2 pounds mixed bone-in, skinless chicken parts
2 teaspoons extra-virgin olive oil
10 ounces pearl onions, peeled and halved (or use canned or jarred)
5 cloves garlic, chopped
3 whole carrots, diced
4 ounces Canadian bacon, diced
2 tablespoons balsamic vinegar
1 cup dry white wine
4 cups cooked cannelloni or Great Northern beans (or 2 19-ounce cans, drained and rinsed)
2 teaspoons chopped fresh rosemary (or dried, if you must)
2 cups chicken broth (or 1 14.5-ounce can +2 tablespoons water)

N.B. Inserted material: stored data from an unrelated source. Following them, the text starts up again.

Issue #212, opened 2021-09-20
Updates to Correlated Error Code


KristenBathmann-NOAA:
Currently the correlated error code in the GSI src code cannot handle inconsistencies between the satinfo and the channels specified in a provided covariance file. This update will fix this, deleting row/columns in the covariance matrx if a channel is removed from the satinfo, or adding a row and column with no correlations if a channel is turned on in the satinfo. The changes will only occur in the initial setup routine of the correlated_obsmod, and no changes to runtime are expected.

KristenBathmann-NOAA:
Regression tests have passed, as expected. The only failure was global_fv3_4denvar_C192, but it was because of memory use. There were no differences between the control and update.

PR #217, opened 2021-09-28
GitHub Issue NOAA-EMC/GSI#212 updates to correlated error code

KristenBathmann-NOAA:
This update will allow for easier handling of correlated error in the case that an instrument has failures in active channels. If CrIS N20 looses the midwave channels, the only necessary change will be to the satinfo file. There is also the option now to turn on channels in the satinfo, without affecting correlated error.

If no changes are made to the satinfo, this update will not result in any difference to GSI results.

### DIFF
--- a/src/gsi/correlated_obsmod.F90
+++ b/src/gsi/correlated_obsmod.F90
@@ -444,7 +444,7 @@ logical :: corr_obs
       endif
       coun=0
       ErrorCov%R=zero
-      do ii=1,nctot !this should not be nctot, but something from satinfo KAB
+      do ii=1,nctot 
          if (iuse_rad(ii+istart)>0) then
             coun=coun+1
             ErrorCov%indxR(coun)=ii
--- a/src/gsi/correlated_obsmod.F90
+++ b/src/gsi/correlated_obsmod.F90
@@ -55,11 +55,11 @@ usually embedded in the {\it anavinfo} file. An example of such table follows:
 \begin{verbatim}
 correlated_observations::
 ! isis       method   kreq   kmut  type    cov_file
-  airs281_aqua  1      60.   1.0   ice     airs_rcov.bin
-  airs281_aqua  1      60.   1.0   land    airs_rcov.bin
-  airs281_aqua  1      60.   1.0   sea     airs_rcov.bin
-  airs281_aqua  1      60.   1.0   snow    airs_rcov.bin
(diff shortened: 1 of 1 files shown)


ADCollard (commented):
I'm a little confused about the comment on line 447: "!this should not be nctot, but something from satinfo KAB".  In fact, I agree it should not be nctot but an additional variable calculated from the loop starting at line 403?

HaixiaLiu-NOAA:
If I understand correctly, for an active channel that is in satinfo but not in covariance file, the covariances between this channel and other channels are zero and variance is set to use the number from the satinfo file. The function is good, however, it is not a good estimation of the covariances.  Should we always compute the covariances from OmB and OmA? I think it is okay to remove rows and columns that are in the covariance file, but not in the satinfo.

KristenBathmann-NOAA:
@ADCollard  Andrew, this was a debugging comment, and I will remove it. One thing that I am assuming in this update is that the total number of channels (monitor+active) as specified in the covariance file (as nctot) will be the same as it is in the satinfo. Setting iuse=-2 in the satinfo does not alter this count. Is it reasonable to assume that these counts will always be consistent? In the case that they differ (for example putting all 2211 CrIS channels into the satinfo) would require updates to the covariance file anyways.

KristenBathmann-NOAA:
@HaixiaLiu-NOAA Haixia, you are correct. Turning on a new channel in the satinfo will set cross-covariances to zero, and variance to the variance from the satinfo. It is best to compute covariances from OMB and OMA, but this offers a good starting point to generate those statistics. I know Erin Jones is planning some experiments with the CrIS shortwave channels, but does not want to turn off correlated error for the other channels initially.

HaixiaLiu-NOAA (approved):
thank you, Kristen. it is approved

HaixiaLiu-NOAA:
@KristenBathmann-NOAA Please merge the changes to the v16.x repo before you leave EMC.

CatherineThomas-NOAA:
@KristenBathmann-NOAA Have you run the regression tests for these changes?  If so, and if @ADCollard approves, I can do the merge.

ADCollard (approved):

KristenBathmann-NOAA:
@CatherineThomas-NOAA Yes I have run the regression tests.  The only failure was global_fv3_4denvar_C192, but it was because of memory use. There were no differences between the control and update.

CatherineThomas-NOAA (approved):

Issue #220, opened 2021-10-02
Update ConMon's MkBase script


EdwardSafford-NOAA:
The MkBase.sh script is used to generate the ConMon's historic values (baseline) file.  This file is used to generate warnings for substantially reduced observation counts in specific cycles.  

The MkBase.sh script is missing a feature which would enable it to evaluate only a single data source (i.e. t120) at a time, rather than evaluating all available sources (it's only mode of function at present).  This feature is in the RadMon's MkBase.sh script, which will be the template for this small fix.

PR #221, opened 2021-10-04
GSI issue #220.  Update MkBase utility.  Completes #220.

EdwardSafford-NOAA:
Updated MkBase utility adding the option of updating the historic obs counts of only a single data type (i.e. t120) instead of all data types.


MichaelLueken-NOAA:
There is no change to the source code, so I will now give final approval to these changes and merge them to the authoritative master.

PR #262, opened 2021-12-02
Change cp to mv for RadMon's warning files.

EdwardSafford-NOAA:
Changed cp to mv for RadMon's warning files (bad_*.txt).  The common workflow uses the same directory for RadMon and OznMon processing and the RadMon's bad_pen.${PDY} file was ending up in both the RadMon and OznMon $TANKdir locations.  Changing the RadMon's copy to a move fixes that.


MichaelLueken-NOAA:
Approving and merging updates to feature/gfsda.v16.1.5_wcoss2_port.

-- Salt and freshly ground black pepper to taste


In a large, nonstick soup pot over high heat, warm the olive oil.  Add chicken and brown on all sides.  Add pearl onions, carrots, garlic and Canadian bacon; saute until onions are lightly browned.  Stir in balsamic vinegar and white wine; bring to a boil and then simmer over medium-low heat until the liquid is reduced by about one third.  Stir in beans, rosemary and chicken broth.  Bring back to a simmer, reduce heat to low, cover and let cook for 20 minutes.

Ladle into large bowls and serve with rustic bread and salad.